12. Celebrity Cruises (Lisa Lutoff-Perlo, President and CEO)
Lisa Lutoff-Perlo is a champion for equality, including hiring the first American woman to captain a cruise ship and the first female officer team. Her innovation and customer focus helped Celebrity Cruises survive the pandemic and maintain its spot as one of the customer-favorite cruise lines in the world.
13. Maven (Kate Ryder, Founder and CEO)
Kate Ryder founded Maven as the first virtual clinic dedicated to women’s and family health. It fills an incredible need by connecting women with a network of virtual doctors tailored to their exact needs. Within minutes, patients can connect with a wide range of healthcare professionals—all on a secure platform. Maven’s care advocates help patients navigate their benefits and healthcare to get the care they need.
14. Lumen Technologies (Kate Johnson, CEO)
Since becoming CEO of Lumen Technologies in late 2022, Kate Johnson has been on a mission to put customers first by ensuring the company is laser-focused on solving problems customers actually want solved. The changing telecom industry isn’t typically known for a strong customer focus, but Kate is changing that by creating a culture that obsesses over customers.
15. Williams-Sonoma (Laura Alber, CEO)
Customer favorite home and kitchen store Williams-Sonoma is known for its sensory-rich in-store experience. CEO Laura Alber has successfully guided the company through a digital transformation without losing the heart of its in-store experience. Alber has moved 70% of Williams-Sonoma’s DTC business online to deliver a strong e-commerce experience without sacrificing the brand’s root identity and customer loyalty.
16. The Hershey Company (Michele Buck, CEO)
Michele Buck became Hershey’s first female CEO in 2017 and has made the company one of America’s most female-friendly organizations.
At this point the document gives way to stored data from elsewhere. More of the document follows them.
PR #1474, opened 2023-08-23
Add: read timeout setting to the ospd

jjnicola:
**What**:
Add: read timeout setting to the ospd
Jira: SC-906

**Why**:
If for some reason the ospd socket does not answer, now there is the option to set a timeout. This is the maximum time in seconds that openvasd waits for a response from ospd-openvas.

**How**:

**Checklist**:

- [ ] Tests


rust/openvasd/src/scan.rs
```diff
@@ -56,7 +58,14 @@ impl<T> From<PoisonError<T>> for Error {
...
     /// Creates a new instance of OSPDWrapper
     pub fn new(socket: PathBuf) -> Self {
-        Self { socket }
+        Self {
+            socket,
+            r_timeout: None,
+        }
+    }
+
+    pub fn set_read_timeout(&mut self, secs: Duration) {
```
nichtsfrei, line 67: why not just add it in `new`? As far as I can see the only way to change the timeout is in the configuration, environment variable and via argument all of those are just read within start period.

From that understanding I don't understand why doing it via a setter rather than on constructing.

rust/openvasd/src/main.rs
```diff
@@ -24,7 +24,10 @@ async fn main() -> Result<(), Box<dyn std::error::Error + Send + Sync>> {
     if !config.ospd.socket.exists() {
         tracing::warn!("OSPD socket {} does not exist. Some commands will not work until the socket is created!", config.ospd.socket.display());
     }
-    let scanner = scan::OSPDWrapper::new(config.ospd.socket.clone());
+    let mut scanner = scan::OSPDWrapper::new(config.ospd.socket.clone());
+    if let Some(rtimeout) = config.ospd.read_timeout {
```
nichtsfrei, line 28: I think it would be simpler to read when this is done within the new method by just passing the option into new.

rust/osp/src/connection.rs
```diff
@@ -15,9 +15,15 @@ use crate::{
 };
 
 /// Sends a command to the unix socket and returns the response
-pub fn send_command<T: AsRef<Path>>(address: T, cmd: ScanCommand) -> Result<Response, Error> {
+pub fn send_command<T: AsRef<Path>>(address: T, r_timeout: Option<Duration>, cmd: ScanCommand) -> Result<Response, Error> {
     let mut socket = UnixStream::connect(address)?;
     let cmd = cmd.try_to_xml()?;
+    // Timeout can not be zero. If not set, it waits for ever
```
nichtsfrei, line 21: That comment confuses me. If the timeout can not be zero but it is just set when it is not zero than it could be zero as it is not overridden?

nichtsfrei (approved):

PR #1480, opened 2023-08-30
Add: Smoketest for the scanner API

jjnicola:
**What**:
Add smoketest.
Currently, runs two test:
- test 1: connection with the server (request HEAD)
- test 2: run a scan (optionally with mtls activated)

**Why**:

**How**:

**Checklist**:

- [ ] Tests


rust/models/src/host_info.rs
```diff
@@ -24,8 +24,8 @@ pub struct HostInfo {
     pub finished: u32,
     #[cfg_attr(
         feature = "serde_support",
-        serde(skip_serializing_if = "Vec::is_empty")
+        serde(skip_serializing_if = "Option::is_none")
     )]
     /// IPs of hosts, that are currently scanned.
-    pub scanning: Vec<String>,
+    pub scanning: Option<Vec<String>>,
```
nichtsfrei, line 30: why do you need `Option<Vec<...>>`? Over just leave it empty?

rust/smoketest/src/tests/test1.rs
```diff
@@ -0,0 +1,18 @@
+/// Check the server sending the HEAD request
+pub async fn check_server(cli: &reqwest::Client, server: &String) -> bool {
```
nichtsfrei, line 2: is there a reason why you return true or false over let it panic and use `assert_*` macros?

rust/smoketest/src/main.rs
```diff
@@ -0,0 +1,32 @@
...
+
+use std::process::ExitCode;
+
+use crate::tests::*;
+use clap::Parser;
+use config::Args;
+use smoketest::new_client;
+
+#[tokio::main]
+async fn main() -> ExitCode{
```
nichtsfrei, line 12: Generally I'm wondering why you wrote it as an program instead of reusing `rusts test ecosystem'? When using the test runner we don't have to setup the reporting by 'foot' via log messages and so on.

rust/models/src/host_info.rs
jjnicola: this as given some errors before the in file storage was merged, because serde deserializer.

nichtsfrei (approved):

rust/models/src/host_info.rs
nichtsfrei: is that still the case?

nichtsfrei (changes requested):
Unittests are failing

rust/models/src/host_info.rs
jjnicola: yes it is. Smoketest fails if when getting the status and there is no scanning member

ArnoStiefvater (approved):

Buck’s five-year plan is to make Hershey more diverse and inclusive, including closing the pay gap and increasing its female workforce to 50% of all employees by 2025. Hershey also leverages real-time data to stay connected to customers and provide service and comfort when customers need it most.
17. Duke Energy (Lynn Good, CEO)
Lynn Good is moving Duke Energy, one of the country’s largest energy companies, to reach net-zero carbon emissions by 2050. Lynn has led the charge to buck industry trends and focus on serving customers and communities and prioritize a cleaner, smarter energy future.
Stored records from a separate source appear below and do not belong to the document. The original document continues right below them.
PR #1509, opened 2023-10-10
Fix: fix an issue which produces an interrupted scan, originated on a wrong count of excluded hosts.

jjnicola:
**What**:
Fix: fix an issue which produces an interrupted scan, originated on a wrong count of excluded hosts.
Although there is no breaking changes, this fix depends on greenbone/gvm-libs#797

Jira: SC-929

**Why**:
Since excluded hosts are handled in OSPD, we need to keep the total host count which includes the hosts which will be excluded later

**How**:
* Create a target with many alive hosts, someone with dns name
* Exclude a host which doesn't have a name
* Allow simultaneous scanning via multiple IPs: Yes
* Port List All IANA assigned TCP
* Alive Test Scan Config Default
* No Credentials
* Reverse Lookup Only : *Yes*
* Reverse Lookup Unify : *no*
* Create a task that is using the target and the scan config Host Discovery
* Starting this task should interrupt the task at some percentage.

without the patch, the scan is interrupted. With the patch the scan finishes successfully. 
Try other targets and configurations.

**Checklist**:

- [ ] Tests

### DIFF
--- a/src/attack.c
+++ b/src/attack.c
@@ -1083,9 +1083,44 @@ apply_hosts_preferences_ordering (gvm_hosts_t *hosts)
     g_debug ("hosts_ordering: Sequential.");
 }
 
-static void
+static int
 apply_hosts_reverse_lookup_preferences (gvm_hosts_t *hosts)
 {
+#ifdef FEATURE_REVERSE_LOOKUP_EXCLUDED
+  const char *exclude_hosts = prefs_get ("exclude_hosts");
+  int hosts_excluded = 0;
+
+  if (prefs_get_bool ("reverse_lookup_unify"))
+    {
+      gvm_hosts_t *excluded;
+
+      excluded = gvm_hosts_reverse_lookup_unify_excluded (hosts);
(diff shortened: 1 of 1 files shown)


src/attack.c
```diff
@@ -1083,9 +1083,48 @@ apply_hosts_preferences_ordering (gvm_hosts_t *hosts)
...
 
-static void
+static int
 apply_hosts_reverse_lookup_preferences (gvm_hosts_t *hosts)
 {
+  int hosts_excluded = 0;
+
+#ifdef FEATURE_REVERSE_LOOKUP_EXCLUDED
+
+  const char *exclude_hosts = prefs_get ("exclude_hosts");
```
Kraemii, line 1093: #ifdef FEATURE_REVERSE_LOOKUP_EXCLUDED
  ```suggestion
  int hosts_excluded = 0;
  const char *exclude_hosts = prefs_get ("exclude_hosts");
```
Without it, I get
```
attack.c:1089:7: error: unused variable ‘hosts_excluded’
```

Kraemii (approved):

PR #1517, opened 2023-10-27
Fix: infisto storage, create results file on scan init

Kraemii:
In case the storage for a new scan was initialized, the file for the results was missing Now creating a file for the results with an empty Vec

SC-928


Kraemii:
Closed in favor of https://github.com/greenbone/openvas-scanner/pull/1518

18. Sunrun (Mary Powell, CEO)
Mary Powell is a vocal advocate for clean home-based energy and stays ahead of technology advancements and industry trends to provide innovative solar products that serve customers and help the environment. Sunrun aims to make solar accessible, affordable, and reliable for families and saves low-income families $100 million a year in energy costs.
19. Otis Worldwide (Judy Marks, Chair, President and CEO)
Millions of people use Otis’ elevators, escalators, and moving walkways every day. Judy Marks has built a culture that recognizes and celebrates each customer by providing safe and innovative products and excellent customer service. She has made incredible strides in hiring more women to create a workforce that represents its diverse customers.
20. Best Buy (Corie Barry, CEO)
Over the last four years as CEO, Corie Barry has driven a customer-centric culture at Best Buy by prioritizing feedback and creating convenient solutions for customers, like curbside and in-store pickup and a wide variety of online options. Since announcing Best Buy’s innovative virtual store pilot, customer satisfaction has increased by 20%. Corie has also led Best Buy to take a stand on social justice issues.